A patient's electronic health record notes that he has previously undergone treatment for secondary polycythemia. How should this aspect of the patient's history guide the nurse's subsequent assessment?
- A. The nurse should assess for recent blood donation.
- B. The nurse should assess for evidence of lung disease.
- C. The nurse should assess for a history of venous thromboembolism.
- D. The nurse should assess the patient for impaired renal function.
Correct Answer: B
Rationale: Any reduction in oxygenation, such as lung disease, can cause secondary polycythemia. Blood donation does not precipitate this problem and impaired renal function typically causes anemia, not polycythemia. A history of VTE is not a likely contributor.

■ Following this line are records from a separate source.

PR #2078, opened 2022-01-07
:bug: Fix region names for public IPs

CollierCZ:
## Why

Some of the region names were incorrect (apparently based on the timezone rather than the location. See [additional context](https://github.com/orgs/platformsh/projects/3/views/1).

## What's changed

Since cities seemed to be possibly wrong, switched to countries, which should be enough detail.

### DIFF
--- a/docs/data/regions.yaml
+++ b/docs/data/regions.yaml
@@ -1,6 +1,6 @@
 europe:
     eu:
-        name: Dublin
+        name: Ireland
         label: eu.platform.sh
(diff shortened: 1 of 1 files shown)


trolologuy (approved):
- [x] The final [built page](https://pr-2078-lcvoyzi-652soceglkw4u.eu-3.platformsh.site/development/public-ips.html#ip-addresses-by-region) is working as expected.

PR #2079, opened 2022-01-07
:sparkles: Add keywords to search

### LINKED ISSUE #2061: Add keywords for search

/configuration/app/app-reference.html

We'd like specific pages to be findable by searching for specific words. For example, the app reference when searching for `.platform.app.yaml` (this may also involve a problem with escaping characters like `.`). Add keywords or other to make these pages findable.

### Additional context

_No response_

CollierCZ:
## Why

Closes #2061

## What's changed

Added keywords to:
* JSON index builder
* A few pages
* Searchable attributes
* Results when present

Also made it so matches are styled to be seen. The specific design could be changed, but I think it helps sometimes to see why something is shown.

At some point, will need to work on making the top result for a given page be the top heading. Right now, it only shows one result per page (intentionally), but it's often lower on the page even for a keyword match. Maybe this is enough for now though?

Example: https://pr-2079-sll534y-652soceglkw4u.eu-3.platformsh.site/search.html?q=.platform.app.yaml


trolologuy:
I like how the keywords are displayed, however, the highlighting of the found match in italic is not fully correct.
https://pr-2079-sll534y-652soceglkw4u.eu-3.platformsh.site/search.html?q=ssh
`.sh` is found as a match.
vs:
https://docs.platform.sh/search.html?q=ssh

Also, why did the number of results change that drastically in the `ssh` example? + why is there no `additional results` button anymore?

CollierCZ:
> the highlighting of the found match in italic is not fully correct.
> https://pr-2079-sll534y-652soceglkw4u.eu-3.platformsh.site/search.html?q=ssh
> .sh is found as a match.
> vs:
> https://docs.platform.sh/search.html?q=ssh

I think this is conflating two different things. To account for typos and such, sometimes matches are based on not the complete word (it used to be even worse). So sometimes for "ssh" there's a match for "sh". I think that happens currently. It's just it wasn't highlighted before. The highlighting is just showing you what the match is now.

> Also, why did the number of results change that drastically in the ssh example? + why is there no additional results button anymore?

My hope is that it just wasn't up to date with `main`. We'll see soon.

CollierCZ:
Yes, the results are basically the same now for `ssh`.

CollierCZ:
And with the last change the use case for the original issue is better: https://pr-2079-sll534y-652soceglkw4u.eu-3.platformsh.site/search.html?q=.platform.app.yaml

trolologuy (approved):
Behavior is now exactly as one would expect.
We might also want to [remove the tables from the displayed preview](https://pr-2079-sll534y-652soceglkw4u.eu-3.platformsh.site/search.html?q=.platform.app.yaml)? (but still, include them in the search)

CollierCZ:
Not sure I see the tables there. But we could look at it as a separate issue. If it's important, open one.

PR #4085, opened 2024-06-27
Adds e2e testing

gilzow:
## Why

Adds initial set of end-to-end testing to docs

## What's changed

- adds cypress as a dev dependency (for when running locally)
- Adds workflow to trigger cypress test when a PR is created.

Currently runs 3 tests against each vendorized doc (platform.sh / upsun.com) that
* searches for a term that should match on both sites
* searches for a term that should only match on platform.sh and not match on upsun.com
* searches for a term that should not match on platform.sh but should match on upsun.com

TODO: 

- Expand the local intercepts to include fixtures for the different searches (this pr only includes a fixture for "opensearch")
- Add support for Gherkins ([cucumber](https://www.npmjs.com/package)) feature files so non-devs can add e2e testing when adding docs
- Add support in the workflow so that each site tests from the current shared collection of spec files as well as individual site spec files


sites/platform/static/scripts/xss/src/containers/Search.js
```diff
@@ -7,6 +7,7 @@ import Suggestions from 'components/Suggestions'
 import SuggestionsPrimary from 'components/SuggestionsPrimary'
 
 const getConfig = async () => {
+  console.log('Retrieving config')
```
chadwcarlson, line 10: 4 `console.log` mentions to remove in this file.

chadwcarlson, line 10:
```suggestion
```

sites/platform/static/scripts/xss/src/containers/Search.js
```diff
@@ -15,6 +16,7 @@ const getConfig = async () => {
   // here if they are not yet set, but a file works just fine.
   // The mount `public/scripts/xss/dist/config` has been defined to support this.
   const response = await fetch(`/scripts/xss/dist/config/config.json?version=${Date.now().toString()}`);
+  console.log('returning config')
```
chadwcarlson, line 19:
```suggestion
```

sites/platform/static/scripts/xss/src/containers/Search.js
```diff
@@ -42,6 +44,14 @@ const Search = ({ fullPage }) => {
   const limit = fullPage ? maxResults : 7
 
   const getInfo = (infoConfig, infoQuery) => {
+    if (!Object.hasOwn(infoConfig, 'url')) {
+      console.log('Get info called but config object has missing properties!')
```
chadwcarlson, line 48:
```suggestion
```

sites/platform/static/scripts/xss/src/containers/Search.js
```diff
@@ -42,6 +44,14 @@ const Search = ({ fullPage }) => {
...
+      console.log('trying to get config props again')
```
chadwcarlson, line 49:
```suggestion
```

chadwcarlson (approved):

PR #4094, opened 2024-07-04
ruby: puma is default in latest RoR

spk:
## Why

Puma has been the default now on RoR.

## What's changed

This also simplify the first step to not be too verbose or intimidating for newcomers (full version kept at the end)


chadwcarlson:
Thanks @spk!

PR #4138, opened 2024-08-01
Fix malformed shell script example in set-variables.md

pjcdawkins:


flovntp (approved):
i also report the same update on Upsun side

chadwcarlson (approved):

PR #4150, opened 2024-08-19
Update NodeJS Custom Version Instructions

raupie:
## Why

The instructions need to be clear on how to make the custom nodejs version work during runtime.

## What's changed

I moved the "symlink note" further down into step 5 and stated the rsync command is required to be added to make this work during runtime.


gilzow (changes requested):

flovntp:
Hi @raupie 
Is it also valid for Upsun (cf. /sites/upsun/) ?

raupie:
> Hi @raupie Is it also valid for Upsun (cf. /sites/upsun/) ?

Yes, for sure. Apologies for skipping that.

Issue #4147, opened 2024-08-14
Update process for installing Python Poetry


hannesvz:
### Where on docs.platform.sh should be changed?

https://docs.platform.sh/languages/python/dependencies.html#poetry

### What exactly should be updated?

Instead of the `curl -sSL https://install.python-poetry.org/ | python3 -` step in the build hook, Poetry should be installed via the `dependencies` key in the app configuration.

Remove:

```
curl -sSL https://install.python-poetry.org/ | python3 -
```

And add:

```
    dependencies:
        python3:
            poetry: '1.8.3'
```

### Additional context

A recent update changed this behaviour and could cause `poetry` to fail certain builds. More context here:

https://platformsh.slack.com/archives/C8DNLHHL7/p1723641009762759?thread_ts=1723547937.839699&cid=C8DNLHHL7

PR #4206, opened 2024-09-23
updated code snippet

Kemi-Elizabeth:
Updated poetry python code with new version

## Why

Closes https://github.com/platformsh/platformsh-docs/issues/4147

## Where are changes

Updates are for:
[] platform (`sites/platform` templates)
[] upsun (`sites/upsun` templates)


chadwcarlson (approved):
All looks good, my only suggestion was to revert the `latest` shortcode. This will make sure that the `python3.X` call in the build hook always matches what we have in `type`.

chadwcarlson (approved):

PR #4208, opened 2024-09-25
postgresql: add info about local pg_dump with tunnel

spk:
## Why

Improve doc with postgresql pg_dump

## What's changed

Add a tips for user that want to generate the dump from local pg_dump command

## Where are changes

Updates are for:


Kemi-Elizabeth (approved):
@spk Hi! I just edited your sentence a little bit if that's okay.

PR #4278, opened 2024-11-29
:bug: Fix exemplary cron syntax.

biertz:
## Why

The current example does not work. Apparently, the cron syntax had been changed from `cmd` to `commands.start` and `commands.stop` (as is documented on [another page of the documentation](https://docs.platform.sh/create-apps/app-reference/single-runtime-image.html#cron-commands)) and when the Cronjobs page was updated the syntax got mixed-up.

## What's changed

I changed both examples for cron jobs so that they fit the new syntax. I also took the liberty of making one example use a simple string and the other one a multi-line block to demonstrate both usages.

## Where are changes

Updates are for:


chadwcarlson (approved):

chadwcarlson:
Thanks @biertz !

PR #4285, opened 2024-12-03
refactor: improve visibility of TXT affecting apex domain

hanoii:
## Why

Yesterday I wanted to migrate the apex domain to a new project, from an old project.

I completely forgot about the subdomains protection as this was done years ago.

I struggled yesterday with this, causing annoyance to one of my clients and not being able to re-add the apex domain again to either project. It wasn't until support was able to re-add (which I now know it was because eventually I removed this TXT record even without knowing about this and the DNS spread hit the API server).

## What's changed

This just make it visually more obvious.

## Where are changes

Updates are for:

### DIFF
--- a/sites/platform/src/domains/steps/subdomains.md
+++ b/sites/platform/src/domains/steps/subdomains.md
@@ -19,6 +19,15 @@ You need to add a DNS record to make it clear you explicitly allow multiple proj
 
 ## Enable subdomains across multiple projects
 
+{{< note theme="warning" title="Apex domain cannot be re-added" >}}
+
+With the `TXT` record, restrictions apply on the apex domain.
+For example, you can't add the apex domain to another project until you remove the `TXT` record.
+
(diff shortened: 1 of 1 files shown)


hanoii:
I have a couple complains/FR around this which I'd request you to raise them internally:

- Why block the APEX domain with this TXT record? I don't really see the benefit of it.
- If there's a good reason, the API error should be clear of what the issue is and point you to remove the record and WAIT for it to be spread. 
- Even further, the `cli` and web interface could be more clear about this, like if you remove an APEX domain from a platform project, it could check that this record is present and look for a user confirmation and warn that you won't be able to re-add again after you remove that and wait the DNS to spread.

hanoii:
Related support ticket: https://support.platform.sh/hc/en-us/requests/342984

chadwcarlson (approved):

chadwcarlson:
Thanks @hanoii!

PR #4301, opened 2024-12-12
make the apex domain error more visually important

hanoii:
This is a follow up to #4285 . Thanks for merging but I was truly annoyed about this which ended up with a 30m downtime on the client end.

I think it's very important that's why I rather have it as a warning, and also make it very clear that  removing the TXT is not an immediate fix, because until your API server doesn't *see* that the TXT was removed the error will still appear and you will not be able to add the apex domain to any project.

I can't emphasise enough that whatever protection this txt record relates to the apex domain should be handled differently.


hanoii:
BTW, I took the language of the DNS from https://docs.platform.sh/domains/steps.html#2-configure-your-dns-provider

chadwcarlson (approved):

chadwcarlson:
Makes sense @hanoii. Thank you again.

PR #4306, opened 2024-12-13
DO NOT MERGE

gilzow:
Now the redirection verification check is not failing. this adds some fake contracted anchor redirections to make sure we're catching them as we should.


gilzow:
works as expected

PR #4312, opened 2024-12-18
feat: swapped steps 5 and 6 around

### LINKED ISSUE #4311: Change order of operations of default environment pages

 we need to make a change to the order of operations listed on https://docs.upsun.com/environments/default-environment.html and https://docs.platform.sh/environments/default-environment.html
Basically, Step 5 and Step 6 need to be swapped around - in a lot of cases, you can't complete step 5 without completing step 6 first, which is obviously a little backwards.

- https://docs.upsun.com/environments/default-environment.html
- https://docs.platform.sh/environments/default-environment.html

### Additional context

_No response_

Kemi-Elizabeth:
Swapped steps around for betting understanding of process.

## Why

Closes #4311 

## What's changed

Steps 5 and 6 have been swapped around on the rename default environment pages on both Platform.sh and Upsun.

## Where are changes

Updates are for:


gilzow (approved):
Confirmed this works with the new order in both upsun and platform.sh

A patient with poorly controlled diabetes has developed end-stage renal failure and consequent anemia. When reviewing this patient's treatment plan, the nurse should anticipate the use of what drug?
- A. Magnesium sulfate
- B. Epoetin alfa
- C. Low-molecular weight heparin
- D. Vitamin K
Correct Answer: B
Rationale: The availability of recombinant erythropoietin (epoetin alfa [Epogen, Procrit], darbepoetin alfa [Aranesp]) has dramatically altered the management of anemia in end-stage renal disease. Heparin, vitamin K, and magnesium are not indicated in the treatment of renal failure or the consequent anemia.
An adult human patient has been diagnosed with anemia from iron deficiency anemia. What nursing diagnosis would be the most likely to be applicable to this patient's condition?
- A. Risk for deficient vascular volume related to low red blood cell production
- B. Risk for infection susceptibility related to low oxygen levels in tissue
- C. Anemia-related acute pain
- D. Fatigue from low oxygen transport capacity
Correct Answer: D
Rationale: Fatigue is the major assessment finding common to all forms of anemia. Anemia does not usually result in acute pain or fluid volume deficit. The patient may have an increased risk of infection due to impaired immune function, but fatigue is more likely.